J’imagine que ceux qui ont défendu le referendum contre les modifications urgentes du droit d’asile ont connu une semaine difficile. Combien de pauses café, repas et coups de téléphone pour se demander comment et pourquoi ? Presque 80% des votants contre sa position, on a connu plus facile niveau digestion politique.
Les traditionnels interviews d'après-campagne étaient particulièrement douloureux pour les parlementaires fédéraux et cantonaux engagés pour le referendum.
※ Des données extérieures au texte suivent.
PR #1212, opened 2019-09-18
Only run ODPS related tests if required env vars are set

terrytangyuan:
As pointed out in [Travis documentation](https://docs.travis-ci.com/user/encryption-keys/),  encrypted environment variables are not available for pull requests from forks. The only solution for now is to only run ODPS related tests if the environment variables are set (e.g. when PRs are created from branches instead of forks). [SQLFlow is currently using the same solution](https://github.com/sql-machine-learning/sqlflow/blob/develop/scripts/test_maxcompute.sh#L18).


QiJune (approved):
Great! LGTM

Sur le fond, un même reproche se déclinait en plusieurs variantes : comment était-ce possible de s’engager pour ce referendum, alors qu’il était prévisible qu'une vaste majorité des votants serait contre ? Pouvait-on manquer à ce point-là de vista politique ? Ou plus grave encore, comment pouvait-on si mal sentir l’opinion du peuple ?
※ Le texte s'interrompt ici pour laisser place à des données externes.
Issue #1252, opened 2019-09-27
How to do evaluation


QiJune:
Users usually do an evaluation after several steps of training to see the performance of the model. Besides, when doing checkpoint, we usually want to make an evaluation of the checkpoint.

So, the evaluation might have two kinds:

- Evaluation when doing checkpoint. 

Here, we should introduce a global barrier to sync all workers and pservers. And then, master sends evaluation task to workers. Workers just pull parameters from pservers and will not send gradient. And the evaluation metric is calculated in master.

- Other Evaluation

We allow some in-consistency, some workers do evaluation, some workers do training, pservers still update the model. The evaluation metric is calculated in worker locally.

workingloong:
I summarize the existing evaluation design in EDL and some proposals are given in the 
https://github.com/workingloong/elasticdl/blob/worker_task_execution/doc/evaluation_design.md

PR #1273, opened 2019-10-08
[Draft] Add pserver detail part

QiJune:
[Here](https://github.com/QiJune/elasticdl/blob/ps_detail/doc/pserver.md) is for a better review.


doc/pserver.md
```diff
@@ -0,0 +1,188 @@
...
+
+### Compoments
+
+
+![pserver](./images/pserver.png)
+
+
+PServer contains two main compoments:
+
+- KVStore Servier
```
brightcoder01: Servier -> Server

doc/pserver.md
```diff
@@ -0,0 +1,188 @@
...
+**Question 1** out-of-memory
+
+Workers push gradients to the gradient queue of KVStore, pserver optimizer gets gradient from the queue, and does parameter optimization.
+
+This is a classical producer-consumer problem. We have to ensure that the speed of optimizer processing gradients is large than the speed of workers pushing gradients. Otherwise, the gradient queue will become larger and larger and lead to out-of-memory.
+
+We could set a limit size to the queue, if the condition is satisfied:
+
+- just throwing away upcoming gradients from workers
+- blocking `push_gradient` return from KVStore to workers
```
brightcoder01, line 150: blocking is not recommended. It will cause the GRPC call timeout. And the hang will waste up the RPC ThreadPool, the following RPC calls will also fail.

doc/pserver.md
```diff
@@ -0,0 +1,188 @@
...
+
+
+PServer contains two main compoments:
+
+- KVStore Servier
+- Optimizer
+
+1. The worker initializes a model, and push parameters to KVStore.
+2. Before each step of training, the worker pulls the latest model from KVStore.
+3. After forward/backward computation, the worker push gradients to KVStore. And KVStore will put the gradients to a Queue waiting for processing.
```
brightcoder01: KVStore is just for storage, provides put/get Api;
Optimizer is responsible for calculation;
The gradient queue can be put in a third component or just hold by PServer;
I think separate the gradient queue from KVStore will be cleaner

doc/pserver.md
```diff
@@ -0,0 +1,188 @@
...
+
+![pserver](./images/pserver.png)
+
+
+PServer contains two main compoments:
+
+- KVStore Servier
+- Optimizer
+
+1. The worker initializes a model, and push parameters to KVStore.
```
mhaoli: `push` --> `pushes`?

doc/pserver.md
```diff
@@ -0,0 +1,188 @@
...
+        pass
+
+    def get_param(self):
+        pass
+
+    def set_param(self):
+        pass
+
+    def get_gradient(self):
+        pass
```
mhaoli: May these functions be internal functions?

doc/pserver.md
```diff
@@ -0,0 +1,188 @@
...
+
+    # embedding related interface is exposed explictly
+    def pull_embedding_param(self, request, _):
+        pass
+
+    def push_embedding_param(self, request, _):
+        pass
+
+    def push_embedding_gradient(self, request, _):
```
mhaoli: We should push all gradients in one gprc. So there is no need for `push_embedding_gradient`.

doc/pserver.md
```diff
@@ -0,0 +1,188 @@
...
+        pass
+
+    def get_embedding_param(self):
+        pass
+
+    def set_embedding_param(self):
+        pass
```
mhaoli: Same. May these functions be internal functions?

doc/pserver.md
```diff
@@ -0,0 +1,188 @@
...
+        FP16 = 4;
+        FP32 = 5;
+        FP64 = 6;
+    }
+    string name = 1;
+    DataType data_type = 2;
+    repeated int64 dim = 3;
+    bytes content = 4;
+    repeated int64 indices = 5;
+    int64 version = 6;
```
mhaoli: Maybe consider supporting name and version in the next step?

doc/pserver.md
QiJune: KVStore provides remote API, such as `pull_param/push_param` for workers, and also provides local API such as `get_param/set_param` for the optimizer.

If we make gradient queue as an independent component, then the queue will provide remote API `push_gradient` for worker and local API `get_gradient` for optimizer.

I am fine with making gradient queue an independent component.

doc/pserver.md
QiJune: Currently, we put `apply_gradient` inside `ReportGradient` service. The `apply_gradient` will consume some time, it's a kind of blocking. 

I mean worker producing gradients faster than pserver consuming, so we have to let workers wait for some time. Or we could set a while-loop here to check queue size. If the queue size down to some value, we could let the grpc call return.

doc/pserver.md
QiJune: These `get/set` APIs are local API to operate the parameter DB. The optimizer will use these APIs.

The `push/pull` APIs are remote API for workers.

These APIs are both used for external purposes.

doc/pserver.md
QiJune: Got it, will remove this.

doc/pserver.md
QiJune: Now, we pull a submodel from pserver, and push gradients to pserver. (In next step, we may want to handle these layer by layer)
So the version is actually for submodel.  And for name,  it's actually the key of KVStore.

How about adding another message:

```python
message Tensor {
    enum DataType {
        BOOL = 0;
        INT16 = 1;
        INT32 = 2;
        INT64 = 3;
        FP16 = 4;
        FP32 = 5;
        FP64 = 6;
    }
    string name = 1;
    DataType data_type = 2;
    repeated int64 dims = 3;
    bytes content = 4;
    repeated int64 indices = 5;
}

message Model {
    int64 version = 1
    repeated Tensor tensors = 2;
}
```

doc/pserver.md
mhaoli: Got it.

doc/pserver.md
mhaoli: Agree.

doc/pserver.md
```diff
@@ -0,0 +1,226 @@
...
+In sync mode, optimizer needs to wait for a certain number of gradients, and then get the gradient after addition.
+
+We could implement a customized queue structure to support such logic efficiently.
+
+
+### Checkpoint
+
+
+
+### Evaluation
```
QiJune: We are still under discussing, please refer to #1252

QiJune: After discussing with @workingloong , we reach such summary:

1. Evaluation, one way:

We allow some in-consistency, some workers do evaluation, some workers do training, and pservers still update the model.


2. Checkpoint, two ways:

- Master sends sync signal to all workers and pservers, and training job is stopped. Evaluation job will be started. After evaluation, pservers will save checkpoint respectively. And after checkpoint is saved, the training job will be started again.

- Master send signal to all pservers, and tell pservers to save checkpoint. Then, master launch another evaluation worker pods and pserver pods to do evaluation job. The evaluation pserver pod will load the latest checkpoint. The training job will be still runing at the same time.

doc/pserver.md
```diff
@@ -0,0 +1,226 @@
...
+![pserver](./images/pserver.png)
+
+
+PServer contains three main compoments:
+
+- KVStore
+- Gradient Queue
+- Optimizer
+
+1. The worker initializes a model, and pushes parameters to KVStore.
```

Les perdants ont répondu à ce reproche dans leurs petits souliers démocratiques. A écouter attentivement leurs réponses, on distingue deux familles de parlementaires. La première répond sur le mode du « nous prenons acte », donnant quittance à l’écrasante majorité des votants. De retour à Berne, ils prendront leur disposition et agiront dans le sens du message – supposé clair – de la votation. La deuxième famille de parlementaires répond sur le mode des « valeurs », expliquant qu’ils continueront à défendre leurs convictions profondes. Qu’importe ce que la majorité décide, ils resteront fidèles à leurs valeurs.
Derrière ces deux réactions se cachent deux visions du rôle de parlementaire – et deux façons pour les citoyens de choisir qui envoyer à Berne. Voulons-nous choisir des porte-paroles, c’est-à-dire des messagers capables d’entendre nos questions et problèmes et de leur donner voix à Berne ? C’est le parlementaire « caisse de résonance ». Ou souhaitons-nous choisir des personnalités porteuses de valeurs, qui vont à Berne en leur nom propre et non comme messager pour autrui ? C’est le parlementaire « AOC authenticité ».
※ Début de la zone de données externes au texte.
PR #1274, opened 2019-10-08
[WIP] PS design overview part and embedding replica part

skydoorkai:
This PR should be combined with other parts (PR https://github.com/sql-machine-learning/elasticdl/pull/1273).

Also, need to use the same definitions in the design.

### DIFF
--- a/doc/ps_design.md
+++ b/doc/ps_design.md
@@ -1,0 +1,19 @@
+# ElasticDL Parameter Server Design Doc
+
+## Overview
+Currently there is one parameter server (PS) co-existed with the master. In order to support multiple PS nodes and PS fault tolerance, we need to seperate PS from the master. Besides a KV store for model variables and embedding tables, PS should also support model variable update and sparse embedding table update using gradients. For a sparse embedding table update, it will update a number of embedding vectors in the embedding table.
+
+The master will create *N* PS pods, with *N* as the number of PS nodes. Each model variable and embedding vector has a corresponding PS node. Thus, every PS node has a subset of model variables and embedding tables.
+
+The master will monitor the PS pods status similar as it does for the worker pods. In case a PS pod fails, the master will try to relaunch the PS pod. Since PS pods have higher priority than worker pods, if there are still some running worker pods, the relaunch will succeed by using either idled or preempted Kubernetes resouces. If the relaunch fails, there are no worker pods left. The Elastic job has to wait for resources for the PS pod and worker pods.
+
+Each worker has a local copy of model variables. After the master relaunches a PS node, the PS pod can recover model variables from workers. For embedding vectors, PS must create replicas to support fault tolerance. For each PS node *Ni*, it will store *M* replicas in following *M* PS nodes *Ni+1, Ni+2, ... Ni+M*. We should use division remainder for PS node indices with the divided number as *N*. The relaunched PS can recover embedding vectors from one of its replicas. If there are more than *M* continously-indexed PS nodes failing, at least one PS node fails with all of its replica PS nodes. The ElasticDL job has to recover from a recent checkpoint.
+
+## Parameter Server (PS)
+
+## Interactions among Master, PS and Worker
+### Master - PS
+### Master - Worker
+### Worker - PS
+
+## Embedding Replicas in PS
--- a/doc/ps_design.md
+++ b/doc/ps_design.md
@@ -1,13 +1,13 @@
 # ElasticDL Parameter Server Design Doc
 
 ## Overview
-Currently there is one parameter server (PS) co-existed with the master. In order to support multiple PS nodes and PS fault tolerance, we need to seperate PS from the master. Besides a KV store for model variables and embedding tables, PS should also support model variable update and sparse embedding table update using gradients. For a sparse embedding table update, it will update a number of embedding vectors in the embedding table.
+Currently, there is one parameter server (PS) co-existed with the master. In order to support multiple PSs and PS fault tolerance, we need to separate PS from the master. Besides a KV store for model variables and embedding tables, PS should also support model variable update and sparse embedding table update using gradients. For a sparse embedding table update, it will update a number of embedding vectors in the embedding table.
 
-The master will create *N* PS pods, with *N* as the number of PS nodes. Each model variable and embedding vector has a corresponding PS node. Thus, every PS node has a subset of model variables and embedding tables.
+The master will create *N* PSs, with *N* as the number of PSs specified by the user. Each model variable and embedding vector has a corresponding PS. Thus, every PS has a subset of model variables and embedding tables.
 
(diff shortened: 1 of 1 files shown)


mhaoli:
LGTM. @QiJune please double check.

doc/ps_design.md
```diff
@@ -0,0 +1,19 @@
...
+
+The master will monitor PS pods status similar to what it does for worker pods. In case a PS pod fails, the master will try to relaunch it. Since PS pods have higher priority than worker pods, if there are still some running worker pods, the relaunch will succeed by using either idled or preempted Kubernetes resources. If the relaunch fails, there are no worker pods left. The Elastic job has to wait for resources for the PS pod and worker pods.
+
+Each worker has a local copy of the model variables. After the master relaunches a PS, the PS pod can recover model variables from workers. For embedding vectors, PS must create replicas to support fault tolerance. For each PS *P(i)*, it will store *M* replicas in the following *M* PSs *P(i+1 % N), P(i+2 % N), ... P(i+M % N)*. The relaunched PS can recover embedding vectors from one of its replicas. If there are more than *M* continuously-indexed PSs failing, at least one PS fails with all of its replica PSs. The ElasticDL job has to recover from a recent checkpoint.
```
brightcoder01: Since PS recover the embedding table from the neighborhood, how about recovering the variable from the neighborhood PS instead of worker too?
Remove the PS's dependency on the worker.
In the resource shortage case, all the workers are preempted, we are launch a PS node at this time, and we can't recover the PS from any worker.

doc/ps_design.md
```diff
@@ -0,0 +1,19 @@
+# ElasticDL Parameter Server Design Doc
+
+## Overview
+Currently, there is one parameter server (PS) co-existed with the master. In order to support multiple PSs and PS fault tolerance, we need to separate PS from the master. Besides a KV store for model variables and embedding tables, PS should also support model variable update and sparse embedding table update using gradients. For a sparse embedding table update, it will update a number of embedding vectors in the embedding table.
+
+The master will create *N* PSs, with *N* as the number of PSs specified by the user. Each model variable and embedding vector has a corresponding PS. Thus, every PS has a subset of model variables and embedding tables.
+
+The master will monitor PS pods status similar to what it does for worker pods. In case a PS pod fails, the master will try to relaunch it. Since PS pods have higher priority than worker pods, if there are still some running worker pods, the relaunch will succeed by using either idled or preempted Kubernetes resources. If the relaunch fails, there are no worker pods left. The Elastic job has to wait for resources for the PS pod and worker pods.
```
brightcoder01: idled -> idle

doc/ps_design.md
skydoorkai: If we save all variables in the PS replicas, we need *M* times more memory for PS to store the model and its replicas and much more bandwidth for replication. 
The logic for PS to recover variables from workers is the same as model variable initialization (`ReportVariable`). 
If all workers are preempted, PS has to recover from a recent checkpoint.
In a K8S cluster with fixed resources, a lite PS (with less memory) has a much smaller chance to preempt all worker pods than a heavy PS(with *M*x large memory).

doc/ps_design.md
```diff
@@ -1,19 +1,80 @@
...
 ## Interactions among Master, PS and Worker
-### Master - PS
-### Master - Worker
-### Worker - PS
+
 
 ## Embedding Replicas in PS
+An ElasticDL job has *N* PSs. Embedding vectors are partitioned into these *N* PSs. The user provides *M*, the number of replicas for embedding vectors. *M* must be smaller than *N* as each PS uses other PSs to store its embedding replicas.
+
+Assume *E(i)* is the embedding vectors in PS *PS(i)*, it has *M* replicas which are stored in PSs from *P(i + 1 % N)* to *P(i + M % N)*. Also, *PS(i)* has replicas for *E(i - M % N)* to *E(i - 1 % N)*.
```
mhaoli, line 20: Both symbols *PS(i)* and *P(i)* refer to the i-th PS in this doc.

doc/ps_design.md
```diff
@@ -1,19 +1,80 @@
...
 
 ## Embedding Replicas in PS
+An ElasticDL job has *N* PSs. Embedding vectors are partitioned into these *N* PSs. The user provides *M*, the number of replicas for embedding vectors. *M* must be smaller than *N* as each PS uses other PSs to store its embedding replicas.
+
+Assume *E(i)* is the embedding vectors in PS *PS(i)*, it has *M* replicas which are stored in PSs from *P(i + 1 % N)* to *P(i + M % N)*. Also, *PS(i)* has replicas for *E(i - M % N)* to *E(i - 1 % N)*. 
+
+*PS(i)* stores *E(i)* as a dictionary so that every embedding vector has a corresponding key.  *PS(i)* maintains *M* updated embedding vector key sets *UKS_i(j) for j from 0 to M - 1*. When *PS(i)* sparsely updates its embedding vectors *E(i)*, it also add the updated embedding vector keys into these *M* sets. 
+
+
+*PS(i)* also periodically synchronize the replicas stored in it from *E(i - M % N)* to *E(i - 1 % N)*. The synchronization frequency can be several seconds.
```
mhaoli, line 25: Maybe add a sentence illustrating *UKS_i(j)* is used for synchronization? Otherwise there is a logic gap between these two paragraphs.

doc/ps_design.md
```diff
@@ -1,19 +1,80 @@
...
+# GRPC service for PS to recover embedding vectors after relaunch
+rpc GetReplica(SynchronizeEmbeddingRequest) returns (SynchronizeEmbeddingResponse);
+```
+
+Each PS has a thread dedicated for replica synchronization. In this dedicated thread, PS will synchronize the stored replicas in it.
+
+```
+# T is the number of seconds for synchronization frequency
+# Assume current PS is PS(i), self._stub[index] is the stub for PS(i - index)'s GRPC server.
+# self.replicas[index] is the replica for PS(i - index).
```
mhaoli, line 50: Is the range of `index` [0,M) or [1, M]?
If the range is [0, M), `self.replicas[index]` should be the replica for PS(i - index - 1).

doc/ps_design.md
QiJune: The index should be *P((i + 1) % N)* , *P((i + M) % N)*?

doc/ps_design.md
```diff
@@ -0,0 +1,80 @@
...
+
+message SynchronizeEmbeddingResponse {
+    map<string, Tensor> embedding_vectors = 1;
+}
+
+# GRPC service for replica synchronization
+rpc SynchronizeEmbedding(SynchronizeEmbeddingRequest) returns (SynchronizeEmbeddingResponse);
+
+# GRPC service for PS to recover embedding vectors after relaunch
+rpc GetReplica(SynchronizeEmbeddingRequest) returns (SynchronizeEmbeddingResponse);
```
QiJune, line 42: Not very clear this service used for. Could you please give more explanation?

QiJune:
Please refer to #1295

Dans la plupart des dossiers, la réalité est certainement à mi-chemin de ces deux conceptions. Mais lorsque, comme dans la votation sur l’asile, les convictions personnelles sont appelées à jouer un rôle important, ces différences ressortent de manière marquée. J’ai plus de sympathie pour les parlementaires qu’on choisit pour les idées et les valeurs qu’ils défendent. Même si les votants choisissaient à 99%, cela ne signifierait en rien que la décision soit juste ou légitime. Face à ces scores soviétiques, il est même salutaire d’écouter l’interview d’un perdant magnifique, fier de ses convictions. S’il estime son parlementaire « AOC authenticité » dépassé, le peuple pourra toujours le renvoyer à la maison lors des prochaines élections.